Congestive heart failure. Easy fatigability is one unpleasant symptom of congestive heart failure. Creatine supplementation has been tried as a treatment for this symptom, with some positive results. A double-blind study examined seventeen men with congestive heart failure who were given 20 g of creatine daily for ten days. Exercise capacity and muscle strength increased in the creatine-treated group. Similarly, muscle endurance improved in a double-blind, placebo-controlled crossover study of twenty men with chronic heart failure. Treatment with 20 g of creatine for five days increased the amount of exercise they could complete before they reached exhaustion. These results were promising, but further study was needed.

Safety Issues

Creatine appears to be relatively safe. No significant side effects have been found with the regimen of several days of a high dosage followed by six weeks of a lower dosage. A study of one hundred football players found no adverse consequences during ten months to five years of creatine supplementation. However, medical professionals recommend that teens refrain from regularly using the supplement because studies had not determined the potential effect of creatine supplementation on development and it had often been observationally found that young adults do not follow dosage guidance as well. Contrary to early reports, creatine does not appear to adversely affect the body’s ability to exercise under hot conditions and might even be beneficial. The International Society of Sports Nutrition in the 2020s found no scientific evidence that using creatine causes any harmful effects on healthy individuals.

Dividing the dose may help avoid gastrointestinal side effects (diarrhea, stomach upset, and belching). In one study of fifty-nine male soccer players, administering two separate 5 g doses was associated with less diarrhea than a single 10 g dose.

However, there are some potential concerns with creatine. Because it is metabolized by the kidneys, fears have been expressed that creatine supplements could cause kidney injury, and there are two worrisome case reports. However, evidence suggests that creatine is safe for people whose kidneys are healthy to begin with and who do not take excessive doses. Furthermore, a one-year double-blind study of 175 people with amyotrophic lateral sclerosis found that use of 10 g of creatine daily did not adversely affect kidney function. Nonetheless, prudence suggests that individuals with kidney disease, especially those on dialysis, or people with conditions that could increase the risk of developing kidney disease should avoid creatine supplements.

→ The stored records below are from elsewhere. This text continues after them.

PR #1345, opened 2025-03-27
MMT-3976: BUG | Some fields using CustomSelectWidget are not utilizing enum list

mandyparson:
# Overview

### What is the feature?

Go here: https://mmt.sit.earthdata.nasa.gov/drafts/collections/CD1200484449-MMT_2/related-urls?revisionId=2 and under mime-type, try to find 'application/geo+json', you'll notice it isn't there. This bug is actually in multiple places. The enum list isn't what it's supposed to be according to the scheme. 

### What is the Solution?

The problem was using ui:controlled for this particular MimeType case:
Screenshot 2025-03-27 at 1 33 49 PM

While in most cases we use the 'ui:controlled' field for MimeType, we need to use the enum list specifically for mimetypes where URLContentType=DistributionURL; Type=USE SERVICE API from this you get the GET SERVICE section - the mime-type in there uses the enumerations. The enumerations exist because we never got to migrate them over to use KMS.

Anywhere those lines above were used. 

# Testing

### Reproduction steps

- **Environment for testing:local, sit, uat whatever you can spin up

1. Make sure the schema and the changes match up and that you can see the correct format (and enum list if applicable) in the forms. 

### Attachments
MimeType Before
Screenshot 2025-03-27 at 1 37 32 PM

MimeType After (If enum was needed)
Screenshot 2025-03-27 at 1 43 21 PM

# Checklist

- [] I have commented my code, particularly in hard-to-understand areas
- [] I have made corresponding changes to the documentation

### DIFF
--- a/static/src/js/schemas/uiSchemas/collections/collectionCitation.js
+++ b/static/src/js/schemas/uiSchemas/collections/collectionCitation.js
@@ -1,3 +1,4 @@
+import CustomSelectWidget from '../../../components/CustomSelectWidget/CustomSelectWidget'
 import CustomTextareaWidget from '../../../components/CustomTextareaWidget/CustomTextareaWidget'
 
 const collectionCitationUiSchema = {
@@ -244,6 +245,13 @@ const collectionCitationUiSchema = {
         },
         Description: {
           'ui:widget': CustomTextareaWidget
+        },
+        MimeType: {
+          'ui:widget': CustomSelectWidget,
+          'ui:controlled': {
+            name: 'mime-type',
+            controlName: 'mime_type'
+          }
         }
       }
     }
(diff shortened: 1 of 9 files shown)


cgokey:
Is format and mime type suppose to use enums or pull there values from CMR?   I think that is the reason for `controlName`, as it tells the UI to build the combo box from CMR keywords.

mandyparson:
@cgokey and @dmistry1 it looks like for the specific instance that Erich mentions in his comment below, we need to use the enum list in the schema. So this ticket now address just that.

From Erich:
"The URLMimeTypeEnum exists only for RelatedURLs where the URLContentType=DistributionURL; Type=USE SERVICE API from this you get the GET SERVICE section - the mime-type in there uses the enumerations. The enumerations exist because we never got to migrate them over to use KMS."

htranho (approved):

Another concern is that creatine is metabolized in the body to the toxic substance formaldehyde. However, it is not clear whether the amount of formaldehyde produced in this way will cause any harm. A small number of deaths have been reported in individuals taking creatine, but other causes were most likely responsible.

It has also been suggested that use of oral creatine would increase urine levels of the carcinogen N-nitrososarcosine, but this does not seem to be the case. A few reports suggest that creatine could, at times, cause heart arrhythmias. As with all supplements taken in very high doses, it is important to purchase a high-quality form of creatine because contaminants present even in very low concentrations could conceivably build up and cause problems.

According to MedlinePlus in 2024, creatine may worsen mania in people with a bipolar disorder. The online resource also noted that taking creatine with caffeine may worsen symptoms of Parkinson disease, and that there was insufficient information regarding whether pregnant or breastfeeding people could safely use creatine.